What needs to be done
From the entries that follow, copy every line with the word "kind".

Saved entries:
--- START ---

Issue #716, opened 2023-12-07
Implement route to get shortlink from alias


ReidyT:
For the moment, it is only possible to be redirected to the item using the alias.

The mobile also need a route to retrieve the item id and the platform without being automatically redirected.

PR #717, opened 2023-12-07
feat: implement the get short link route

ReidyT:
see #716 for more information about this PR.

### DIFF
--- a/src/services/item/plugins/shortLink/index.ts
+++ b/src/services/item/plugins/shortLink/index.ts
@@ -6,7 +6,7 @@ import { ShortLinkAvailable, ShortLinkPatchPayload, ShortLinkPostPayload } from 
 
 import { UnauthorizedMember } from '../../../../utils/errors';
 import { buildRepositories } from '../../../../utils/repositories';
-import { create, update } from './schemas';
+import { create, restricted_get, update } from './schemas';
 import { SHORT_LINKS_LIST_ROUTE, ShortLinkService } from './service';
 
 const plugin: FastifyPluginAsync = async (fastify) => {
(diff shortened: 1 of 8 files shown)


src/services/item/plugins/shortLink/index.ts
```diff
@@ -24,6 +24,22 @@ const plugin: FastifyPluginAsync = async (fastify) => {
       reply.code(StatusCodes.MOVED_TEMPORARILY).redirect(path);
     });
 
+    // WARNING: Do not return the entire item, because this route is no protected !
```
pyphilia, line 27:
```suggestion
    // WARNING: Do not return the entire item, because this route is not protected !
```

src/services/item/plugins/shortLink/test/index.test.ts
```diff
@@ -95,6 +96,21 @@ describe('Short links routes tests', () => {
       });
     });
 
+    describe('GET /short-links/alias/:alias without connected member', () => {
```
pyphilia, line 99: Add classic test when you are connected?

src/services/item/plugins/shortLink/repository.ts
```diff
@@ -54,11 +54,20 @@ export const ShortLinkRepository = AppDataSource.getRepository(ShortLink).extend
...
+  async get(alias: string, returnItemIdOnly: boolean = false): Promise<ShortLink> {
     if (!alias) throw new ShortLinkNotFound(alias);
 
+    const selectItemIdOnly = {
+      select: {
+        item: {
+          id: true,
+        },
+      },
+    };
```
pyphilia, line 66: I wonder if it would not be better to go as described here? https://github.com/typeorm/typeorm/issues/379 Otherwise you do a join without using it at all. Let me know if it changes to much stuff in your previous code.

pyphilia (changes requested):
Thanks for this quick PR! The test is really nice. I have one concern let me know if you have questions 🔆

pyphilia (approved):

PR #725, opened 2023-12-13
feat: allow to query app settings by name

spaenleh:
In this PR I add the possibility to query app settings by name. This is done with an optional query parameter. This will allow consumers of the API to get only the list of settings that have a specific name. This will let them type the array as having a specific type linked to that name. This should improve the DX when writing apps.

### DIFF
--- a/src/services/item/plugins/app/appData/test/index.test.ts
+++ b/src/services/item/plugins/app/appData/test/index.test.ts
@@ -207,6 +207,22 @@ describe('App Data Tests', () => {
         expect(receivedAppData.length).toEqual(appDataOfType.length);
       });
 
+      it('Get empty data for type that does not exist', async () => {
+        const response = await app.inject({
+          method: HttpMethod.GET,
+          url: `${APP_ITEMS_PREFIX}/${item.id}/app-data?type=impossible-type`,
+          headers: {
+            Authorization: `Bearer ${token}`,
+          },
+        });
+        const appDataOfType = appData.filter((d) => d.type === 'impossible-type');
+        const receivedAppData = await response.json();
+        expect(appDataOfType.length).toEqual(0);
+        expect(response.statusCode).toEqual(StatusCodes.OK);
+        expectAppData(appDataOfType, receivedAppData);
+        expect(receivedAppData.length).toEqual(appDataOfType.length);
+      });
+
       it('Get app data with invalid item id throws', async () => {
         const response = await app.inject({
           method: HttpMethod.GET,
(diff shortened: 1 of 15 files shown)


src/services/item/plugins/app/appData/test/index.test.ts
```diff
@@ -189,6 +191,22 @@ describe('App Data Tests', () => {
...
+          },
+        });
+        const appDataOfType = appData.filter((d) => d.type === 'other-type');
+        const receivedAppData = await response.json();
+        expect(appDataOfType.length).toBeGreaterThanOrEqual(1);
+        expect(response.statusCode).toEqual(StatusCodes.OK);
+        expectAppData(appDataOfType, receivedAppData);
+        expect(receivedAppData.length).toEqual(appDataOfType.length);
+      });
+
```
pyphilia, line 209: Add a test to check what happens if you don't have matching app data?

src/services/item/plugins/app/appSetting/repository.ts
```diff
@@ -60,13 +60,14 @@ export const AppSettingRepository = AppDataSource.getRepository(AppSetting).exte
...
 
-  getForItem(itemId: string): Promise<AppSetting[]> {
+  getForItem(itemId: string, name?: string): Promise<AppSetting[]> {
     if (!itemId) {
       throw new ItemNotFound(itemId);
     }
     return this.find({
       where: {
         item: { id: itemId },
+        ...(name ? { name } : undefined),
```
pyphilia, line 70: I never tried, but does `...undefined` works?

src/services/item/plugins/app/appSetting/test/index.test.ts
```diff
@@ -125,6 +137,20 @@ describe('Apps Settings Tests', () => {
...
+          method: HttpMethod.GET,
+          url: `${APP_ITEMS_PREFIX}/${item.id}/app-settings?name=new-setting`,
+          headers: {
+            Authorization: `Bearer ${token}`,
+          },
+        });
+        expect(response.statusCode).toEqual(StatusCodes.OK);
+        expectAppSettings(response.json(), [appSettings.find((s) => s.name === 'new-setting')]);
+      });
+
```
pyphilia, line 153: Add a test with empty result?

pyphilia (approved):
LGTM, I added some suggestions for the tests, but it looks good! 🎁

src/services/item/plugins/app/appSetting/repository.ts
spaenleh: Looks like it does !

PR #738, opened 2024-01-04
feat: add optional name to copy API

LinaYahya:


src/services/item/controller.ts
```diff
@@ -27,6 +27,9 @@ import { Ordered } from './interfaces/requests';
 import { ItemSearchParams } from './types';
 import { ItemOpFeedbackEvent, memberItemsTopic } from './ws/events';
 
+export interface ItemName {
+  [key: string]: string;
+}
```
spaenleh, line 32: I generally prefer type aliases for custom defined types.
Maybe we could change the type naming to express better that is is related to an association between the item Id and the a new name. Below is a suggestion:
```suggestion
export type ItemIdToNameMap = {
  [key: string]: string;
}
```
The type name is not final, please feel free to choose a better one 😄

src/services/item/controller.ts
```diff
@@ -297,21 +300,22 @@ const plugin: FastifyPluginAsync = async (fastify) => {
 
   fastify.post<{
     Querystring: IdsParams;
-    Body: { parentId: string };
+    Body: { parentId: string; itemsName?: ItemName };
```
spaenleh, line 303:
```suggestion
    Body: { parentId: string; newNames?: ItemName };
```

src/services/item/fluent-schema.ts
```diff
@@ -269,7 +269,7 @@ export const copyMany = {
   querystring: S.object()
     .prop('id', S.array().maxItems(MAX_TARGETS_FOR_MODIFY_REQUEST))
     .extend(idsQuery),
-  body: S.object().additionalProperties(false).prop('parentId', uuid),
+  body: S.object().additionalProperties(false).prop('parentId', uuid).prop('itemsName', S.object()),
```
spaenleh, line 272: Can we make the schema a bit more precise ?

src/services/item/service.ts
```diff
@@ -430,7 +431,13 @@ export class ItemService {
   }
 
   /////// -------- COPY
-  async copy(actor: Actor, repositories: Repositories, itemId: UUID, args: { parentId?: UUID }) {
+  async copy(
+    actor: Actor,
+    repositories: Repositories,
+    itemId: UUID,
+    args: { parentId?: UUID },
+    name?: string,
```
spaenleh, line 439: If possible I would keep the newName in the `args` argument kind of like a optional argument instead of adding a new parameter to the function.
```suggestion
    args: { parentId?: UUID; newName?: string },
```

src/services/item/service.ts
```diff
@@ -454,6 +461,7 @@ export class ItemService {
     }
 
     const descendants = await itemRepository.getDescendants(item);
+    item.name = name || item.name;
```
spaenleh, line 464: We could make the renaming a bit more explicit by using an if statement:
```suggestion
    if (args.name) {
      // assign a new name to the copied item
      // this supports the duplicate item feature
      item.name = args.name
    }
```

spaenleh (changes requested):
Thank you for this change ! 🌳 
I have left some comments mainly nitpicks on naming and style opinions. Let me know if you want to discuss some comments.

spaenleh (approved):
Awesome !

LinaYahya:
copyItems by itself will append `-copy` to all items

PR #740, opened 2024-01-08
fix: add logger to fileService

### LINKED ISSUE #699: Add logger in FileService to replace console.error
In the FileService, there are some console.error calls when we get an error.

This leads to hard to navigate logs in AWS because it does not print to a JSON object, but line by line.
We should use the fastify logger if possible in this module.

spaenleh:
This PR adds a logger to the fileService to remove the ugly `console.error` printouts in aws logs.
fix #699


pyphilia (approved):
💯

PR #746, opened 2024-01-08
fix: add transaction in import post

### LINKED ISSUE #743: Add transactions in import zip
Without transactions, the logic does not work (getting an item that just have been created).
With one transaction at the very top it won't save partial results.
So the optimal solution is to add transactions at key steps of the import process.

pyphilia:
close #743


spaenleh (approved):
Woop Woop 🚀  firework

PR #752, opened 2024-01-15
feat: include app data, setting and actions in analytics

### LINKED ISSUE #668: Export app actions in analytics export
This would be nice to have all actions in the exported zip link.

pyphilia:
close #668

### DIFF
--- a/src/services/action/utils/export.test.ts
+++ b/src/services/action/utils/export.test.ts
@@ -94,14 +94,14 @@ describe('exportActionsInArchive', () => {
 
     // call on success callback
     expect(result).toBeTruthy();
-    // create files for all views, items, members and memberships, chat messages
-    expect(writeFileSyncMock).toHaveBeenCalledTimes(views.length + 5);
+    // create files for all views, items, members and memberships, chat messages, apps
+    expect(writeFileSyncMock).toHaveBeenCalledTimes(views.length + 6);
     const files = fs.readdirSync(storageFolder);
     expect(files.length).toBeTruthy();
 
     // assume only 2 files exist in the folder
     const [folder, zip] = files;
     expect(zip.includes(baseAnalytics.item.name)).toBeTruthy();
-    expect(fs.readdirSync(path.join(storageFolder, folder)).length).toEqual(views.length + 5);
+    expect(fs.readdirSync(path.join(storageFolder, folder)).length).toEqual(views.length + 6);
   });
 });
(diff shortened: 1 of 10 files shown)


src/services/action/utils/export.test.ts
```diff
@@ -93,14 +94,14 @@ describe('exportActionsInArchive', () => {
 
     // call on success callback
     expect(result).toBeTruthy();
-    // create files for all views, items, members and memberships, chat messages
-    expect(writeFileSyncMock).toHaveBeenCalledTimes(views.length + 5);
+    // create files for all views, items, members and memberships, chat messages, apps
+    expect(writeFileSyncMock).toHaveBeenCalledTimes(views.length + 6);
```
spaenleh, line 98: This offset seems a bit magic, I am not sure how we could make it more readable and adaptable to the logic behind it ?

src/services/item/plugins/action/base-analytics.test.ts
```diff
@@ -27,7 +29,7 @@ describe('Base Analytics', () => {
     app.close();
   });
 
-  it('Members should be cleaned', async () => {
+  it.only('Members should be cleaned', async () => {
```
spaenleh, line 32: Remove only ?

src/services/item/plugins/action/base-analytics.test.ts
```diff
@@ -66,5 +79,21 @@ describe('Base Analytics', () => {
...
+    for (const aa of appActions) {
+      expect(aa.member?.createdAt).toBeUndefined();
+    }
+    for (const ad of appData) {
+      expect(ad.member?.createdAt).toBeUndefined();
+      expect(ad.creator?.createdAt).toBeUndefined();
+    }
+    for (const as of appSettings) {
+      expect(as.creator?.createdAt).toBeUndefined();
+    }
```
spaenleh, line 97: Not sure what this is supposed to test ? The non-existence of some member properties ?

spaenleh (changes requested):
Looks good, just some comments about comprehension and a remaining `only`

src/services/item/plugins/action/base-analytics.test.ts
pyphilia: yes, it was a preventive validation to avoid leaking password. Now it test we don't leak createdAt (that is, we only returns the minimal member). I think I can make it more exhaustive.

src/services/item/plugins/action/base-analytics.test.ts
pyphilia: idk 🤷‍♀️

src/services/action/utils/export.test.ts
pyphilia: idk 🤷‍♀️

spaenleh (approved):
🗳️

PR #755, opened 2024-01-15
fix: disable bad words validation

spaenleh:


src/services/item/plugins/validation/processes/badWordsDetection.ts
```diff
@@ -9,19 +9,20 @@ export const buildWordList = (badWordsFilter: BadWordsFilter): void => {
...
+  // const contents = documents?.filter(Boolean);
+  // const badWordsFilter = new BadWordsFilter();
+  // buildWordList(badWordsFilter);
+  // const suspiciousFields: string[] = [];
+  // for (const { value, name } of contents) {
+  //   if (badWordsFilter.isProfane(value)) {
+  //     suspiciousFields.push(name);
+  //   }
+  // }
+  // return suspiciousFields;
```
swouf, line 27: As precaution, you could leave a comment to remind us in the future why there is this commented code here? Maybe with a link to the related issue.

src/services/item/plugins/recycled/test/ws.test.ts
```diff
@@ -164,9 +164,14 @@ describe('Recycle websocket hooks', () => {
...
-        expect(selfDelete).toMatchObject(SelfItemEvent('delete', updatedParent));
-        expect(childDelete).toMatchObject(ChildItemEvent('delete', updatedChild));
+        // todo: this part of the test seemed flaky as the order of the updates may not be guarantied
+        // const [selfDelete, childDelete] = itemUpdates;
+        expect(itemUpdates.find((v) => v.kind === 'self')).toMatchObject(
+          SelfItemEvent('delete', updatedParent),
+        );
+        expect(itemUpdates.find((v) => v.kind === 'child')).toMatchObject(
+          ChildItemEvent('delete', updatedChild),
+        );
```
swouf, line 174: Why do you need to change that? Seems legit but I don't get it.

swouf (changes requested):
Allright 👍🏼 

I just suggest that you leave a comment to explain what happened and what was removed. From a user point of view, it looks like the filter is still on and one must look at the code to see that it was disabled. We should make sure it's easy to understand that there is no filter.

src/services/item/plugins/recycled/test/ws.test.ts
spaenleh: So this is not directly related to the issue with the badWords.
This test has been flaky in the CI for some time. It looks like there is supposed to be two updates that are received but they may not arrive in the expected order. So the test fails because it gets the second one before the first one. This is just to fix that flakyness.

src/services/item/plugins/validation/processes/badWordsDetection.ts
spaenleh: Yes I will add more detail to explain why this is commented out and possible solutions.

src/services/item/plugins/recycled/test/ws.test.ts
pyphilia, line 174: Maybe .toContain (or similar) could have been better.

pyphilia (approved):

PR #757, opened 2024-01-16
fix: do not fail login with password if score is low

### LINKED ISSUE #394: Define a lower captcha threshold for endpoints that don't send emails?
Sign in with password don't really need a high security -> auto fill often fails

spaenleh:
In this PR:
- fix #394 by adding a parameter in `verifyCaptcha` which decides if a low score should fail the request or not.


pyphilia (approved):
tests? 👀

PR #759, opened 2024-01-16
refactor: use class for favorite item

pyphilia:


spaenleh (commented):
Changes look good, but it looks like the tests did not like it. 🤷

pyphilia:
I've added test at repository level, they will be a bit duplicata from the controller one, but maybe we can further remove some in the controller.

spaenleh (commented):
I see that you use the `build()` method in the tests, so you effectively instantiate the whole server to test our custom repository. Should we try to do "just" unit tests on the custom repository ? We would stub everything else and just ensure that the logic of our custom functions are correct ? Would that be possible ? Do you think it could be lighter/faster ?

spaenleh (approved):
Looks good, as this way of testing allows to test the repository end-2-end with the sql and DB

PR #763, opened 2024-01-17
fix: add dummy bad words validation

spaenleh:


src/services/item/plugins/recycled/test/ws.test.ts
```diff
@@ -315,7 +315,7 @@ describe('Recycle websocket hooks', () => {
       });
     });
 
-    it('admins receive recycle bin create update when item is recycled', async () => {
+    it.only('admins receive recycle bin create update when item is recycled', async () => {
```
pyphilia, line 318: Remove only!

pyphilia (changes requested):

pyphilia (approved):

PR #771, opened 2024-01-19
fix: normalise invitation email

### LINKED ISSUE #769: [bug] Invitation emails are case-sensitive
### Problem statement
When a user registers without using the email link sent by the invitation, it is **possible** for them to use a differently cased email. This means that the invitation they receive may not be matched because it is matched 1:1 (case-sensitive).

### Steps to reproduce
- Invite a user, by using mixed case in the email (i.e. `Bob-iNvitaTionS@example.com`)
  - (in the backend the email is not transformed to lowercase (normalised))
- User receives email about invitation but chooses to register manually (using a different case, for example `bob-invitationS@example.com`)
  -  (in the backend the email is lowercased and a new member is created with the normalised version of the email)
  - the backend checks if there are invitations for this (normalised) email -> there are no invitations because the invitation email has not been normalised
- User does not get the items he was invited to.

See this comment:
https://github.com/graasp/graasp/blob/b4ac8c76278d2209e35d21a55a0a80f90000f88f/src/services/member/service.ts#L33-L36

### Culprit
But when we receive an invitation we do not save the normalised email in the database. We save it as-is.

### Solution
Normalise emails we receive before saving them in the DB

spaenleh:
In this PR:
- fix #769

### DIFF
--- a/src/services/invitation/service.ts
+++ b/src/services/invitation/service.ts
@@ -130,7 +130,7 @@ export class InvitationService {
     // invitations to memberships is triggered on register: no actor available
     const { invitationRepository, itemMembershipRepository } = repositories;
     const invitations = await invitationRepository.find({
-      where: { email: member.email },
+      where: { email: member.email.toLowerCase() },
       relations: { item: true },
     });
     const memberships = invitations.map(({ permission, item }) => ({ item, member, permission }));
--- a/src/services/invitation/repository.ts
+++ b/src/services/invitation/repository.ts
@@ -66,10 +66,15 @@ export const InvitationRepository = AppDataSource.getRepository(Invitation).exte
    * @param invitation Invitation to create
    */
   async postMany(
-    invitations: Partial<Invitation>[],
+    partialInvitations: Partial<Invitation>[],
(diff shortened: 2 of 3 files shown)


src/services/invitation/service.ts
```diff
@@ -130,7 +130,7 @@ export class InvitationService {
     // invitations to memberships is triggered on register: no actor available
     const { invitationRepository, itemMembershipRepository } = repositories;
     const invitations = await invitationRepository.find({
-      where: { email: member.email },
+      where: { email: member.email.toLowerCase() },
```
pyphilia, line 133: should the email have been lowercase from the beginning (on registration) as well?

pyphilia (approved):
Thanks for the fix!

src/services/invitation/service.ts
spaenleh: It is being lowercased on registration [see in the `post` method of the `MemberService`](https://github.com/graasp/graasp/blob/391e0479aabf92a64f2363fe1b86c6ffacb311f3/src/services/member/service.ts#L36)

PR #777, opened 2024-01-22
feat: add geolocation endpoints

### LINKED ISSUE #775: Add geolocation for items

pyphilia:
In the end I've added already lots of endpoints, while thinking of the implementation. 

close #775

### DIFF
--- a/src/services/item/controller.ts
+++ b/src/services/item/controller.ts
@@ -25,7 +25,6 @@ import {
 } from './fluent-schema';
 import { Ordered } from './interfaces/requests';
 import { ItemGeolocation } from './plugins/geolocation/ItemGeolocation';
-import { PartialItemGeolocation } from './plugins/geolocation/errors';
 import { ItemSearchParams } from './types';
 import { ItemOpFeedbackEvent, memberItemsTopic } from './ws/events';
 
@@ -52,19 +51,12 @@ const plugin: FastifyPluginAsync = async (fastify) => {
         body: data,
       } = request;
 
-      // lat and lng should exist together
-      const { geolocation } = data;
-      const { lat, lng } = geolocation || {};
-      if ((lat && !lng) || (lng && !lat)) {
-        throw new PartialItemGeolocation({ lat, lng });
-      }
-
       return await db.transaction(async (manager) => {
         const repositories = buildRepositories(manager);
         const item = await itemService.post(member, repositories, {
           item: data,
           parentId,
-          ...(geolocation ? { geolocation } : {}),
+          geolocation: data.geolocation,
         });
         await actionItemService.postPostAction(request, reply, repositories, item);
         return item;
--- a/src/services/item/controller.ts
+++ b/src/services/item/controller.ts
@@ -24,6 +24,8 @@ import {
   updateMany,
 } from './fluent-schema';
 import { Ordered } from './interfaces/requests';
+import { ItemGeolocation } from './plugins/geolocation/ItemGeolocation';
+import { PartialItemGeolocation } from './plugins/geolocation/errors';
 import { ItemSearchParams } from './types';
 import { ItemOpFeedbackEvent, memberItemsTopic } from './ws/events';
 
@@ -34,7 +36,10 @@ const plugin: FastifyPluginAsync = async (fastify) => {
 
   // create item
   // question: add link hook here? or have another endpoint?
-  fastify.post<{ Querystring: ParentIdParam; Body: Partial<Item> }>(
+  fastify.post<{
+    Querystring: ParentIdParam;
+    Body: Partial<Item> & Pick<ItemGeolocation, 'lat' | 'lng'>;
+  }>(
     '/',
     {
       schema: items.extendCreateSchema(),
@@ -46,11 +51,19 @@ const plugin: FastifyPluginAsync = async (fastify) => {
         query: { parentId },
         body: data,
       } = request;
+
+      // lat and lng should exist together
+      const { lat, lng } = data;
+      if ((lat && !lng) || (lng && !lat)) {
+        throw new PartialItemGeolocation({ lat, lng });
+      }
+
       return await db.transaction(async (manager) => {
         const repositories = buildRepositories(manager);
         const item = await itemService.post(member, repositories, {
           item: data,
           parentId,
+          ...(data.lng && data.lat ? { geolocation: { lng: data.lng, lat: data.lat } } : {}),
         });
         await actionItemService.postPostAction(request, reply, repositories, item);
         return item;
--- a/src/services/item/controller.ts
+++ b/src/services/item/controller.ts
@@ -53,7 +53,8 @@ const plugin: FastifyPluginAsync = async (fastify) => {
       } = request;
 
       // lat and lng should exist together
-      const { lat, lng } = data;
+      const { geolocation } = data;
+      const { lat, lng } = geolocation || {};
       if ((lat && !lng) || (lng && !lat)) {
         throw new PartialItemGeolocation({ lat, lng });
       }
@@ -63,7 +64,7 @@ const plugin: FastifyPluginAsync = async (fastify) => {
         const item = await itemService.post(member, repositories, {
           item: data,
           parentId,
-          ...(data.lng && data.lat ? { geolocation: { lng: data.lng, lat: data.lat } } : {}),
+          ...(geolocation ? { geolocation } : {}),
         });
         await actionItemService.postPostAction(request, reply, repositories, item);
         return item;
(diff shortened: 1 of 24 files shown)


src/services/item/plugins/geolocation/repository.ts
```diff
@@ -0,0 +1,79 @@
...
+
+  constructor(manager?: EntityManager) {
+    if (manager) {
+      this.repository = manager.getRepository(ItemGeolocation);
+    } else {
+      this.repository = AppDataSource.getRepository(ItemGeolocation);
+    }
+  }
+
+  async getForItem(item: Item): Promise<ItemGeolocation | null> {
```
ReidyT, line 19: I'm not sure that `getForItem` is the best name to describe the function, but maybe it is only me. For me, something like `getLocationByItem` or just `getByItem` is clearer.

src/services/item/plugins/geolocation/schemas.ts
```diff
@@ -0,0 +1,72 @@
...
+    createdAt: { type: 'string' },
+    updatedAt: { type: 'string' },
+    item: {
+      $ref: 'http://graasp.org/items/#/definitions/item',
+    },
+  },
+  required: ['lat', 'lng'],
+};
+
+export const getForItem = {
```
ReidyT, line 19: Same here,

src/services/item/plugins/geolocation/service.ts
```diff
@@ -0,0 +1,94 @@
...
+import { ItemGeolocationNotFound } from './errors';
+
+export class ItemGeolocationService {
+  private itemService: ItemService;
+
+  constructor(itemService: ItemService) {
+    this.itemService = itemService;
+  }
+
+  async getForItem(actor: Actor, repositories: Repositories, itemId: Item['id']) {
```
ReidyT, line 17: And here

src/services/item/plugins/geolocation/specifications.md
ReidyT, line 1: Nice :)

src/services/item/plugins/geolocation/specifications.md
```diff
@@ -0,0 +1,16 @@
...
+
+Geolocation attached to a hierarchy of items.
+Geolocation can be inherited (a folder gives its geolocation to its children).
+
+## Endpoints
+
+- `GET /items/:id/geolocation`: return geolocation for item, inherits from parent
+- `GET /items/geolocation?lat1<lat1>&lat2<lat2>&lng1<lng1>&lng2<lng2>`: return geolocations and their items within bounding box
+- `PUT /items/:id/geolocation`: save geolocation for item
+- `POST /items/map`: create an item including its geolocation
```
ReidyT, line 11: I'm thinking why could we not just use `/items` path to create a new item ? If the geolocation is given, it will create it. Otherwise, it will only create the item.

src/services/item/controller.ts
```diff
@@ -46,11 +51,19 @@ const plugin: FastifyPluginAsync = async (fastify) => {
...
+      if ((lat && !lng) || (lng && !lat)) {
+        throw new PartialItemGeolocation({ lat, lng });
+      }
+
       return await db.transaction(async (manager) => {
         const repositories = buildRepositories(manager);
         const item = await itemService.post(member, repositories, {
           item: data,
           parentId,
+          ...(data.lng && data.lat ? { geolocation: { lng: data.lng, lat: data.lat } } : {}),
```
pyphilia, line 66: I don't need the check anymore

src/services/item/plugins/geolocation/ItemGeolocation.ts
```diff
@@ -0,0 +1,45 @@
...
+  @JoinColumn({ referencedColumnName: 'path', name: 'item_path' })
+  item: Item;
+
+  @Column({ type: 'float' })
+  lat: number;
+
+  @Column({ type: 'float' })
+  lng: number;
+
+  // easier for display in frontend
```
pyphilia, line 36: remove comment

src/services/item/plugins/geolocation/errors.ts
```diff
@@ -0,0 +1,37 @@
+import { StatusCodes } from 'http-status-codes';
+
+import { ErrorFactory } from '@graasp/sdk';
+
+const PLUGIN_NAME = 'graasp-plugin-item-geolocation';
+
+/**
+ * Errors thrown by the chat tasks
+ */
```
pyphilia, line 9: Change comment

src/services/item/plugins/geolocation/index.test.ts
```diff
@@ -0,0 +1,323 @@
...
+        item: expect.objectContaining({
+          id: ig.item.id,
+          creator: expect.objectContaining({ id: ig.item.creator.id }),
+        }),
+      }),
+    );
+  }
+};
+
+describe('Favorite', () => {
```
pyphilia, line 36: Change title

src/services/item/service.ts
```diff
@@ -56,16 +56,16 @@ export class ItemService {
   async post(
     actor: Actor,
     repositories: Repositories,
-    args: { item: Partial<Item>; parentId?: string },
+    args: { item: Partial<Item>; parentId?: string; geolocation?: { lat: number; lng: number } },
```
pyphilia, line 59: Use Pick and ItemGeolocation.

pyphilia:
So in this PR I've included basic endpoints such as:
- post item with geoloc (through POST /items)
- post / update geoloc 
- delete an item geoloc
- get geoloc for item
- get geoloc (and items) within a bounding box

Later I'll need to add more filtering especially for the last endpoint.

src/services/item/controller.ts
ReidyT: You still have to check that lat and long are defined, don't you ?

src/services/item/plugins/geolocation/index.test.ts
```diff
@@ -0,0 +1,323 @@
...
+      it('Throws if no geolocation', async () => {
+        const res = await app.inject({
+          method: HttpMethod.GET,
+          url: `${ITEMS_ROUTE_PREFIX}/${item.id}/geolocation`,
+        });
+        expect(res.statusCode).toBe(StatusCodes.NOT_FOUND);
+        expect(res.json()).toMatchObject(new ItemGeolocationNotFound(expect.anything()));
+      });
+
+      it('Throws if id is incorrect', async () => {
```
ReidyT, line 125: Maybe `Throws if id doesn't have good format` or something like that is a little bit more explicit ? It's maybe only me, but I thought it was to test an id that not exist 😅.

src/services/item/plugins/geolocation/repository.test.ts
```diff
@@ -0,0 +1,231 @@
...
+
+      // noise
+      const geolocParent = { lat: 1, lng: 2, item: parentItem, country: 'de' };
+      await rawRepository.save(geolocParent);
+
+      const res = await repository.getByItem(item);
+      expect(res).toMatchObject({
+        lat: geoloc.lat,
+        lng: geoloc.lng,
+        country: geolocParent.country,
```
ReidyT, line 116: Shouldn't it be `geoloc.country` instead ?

--- END ---

Written reply
spaenleh, line 439: If possible I would keep the newName in the `args` argument kind of like a optional argument instead of adding a new parameter to the function.
+        expect(itemUpdates.find((v) => v.kind === 'self')).toMatchObject(
+        expect(itemUpdates.find((v) => v.kind === 'child')).toMatchObject(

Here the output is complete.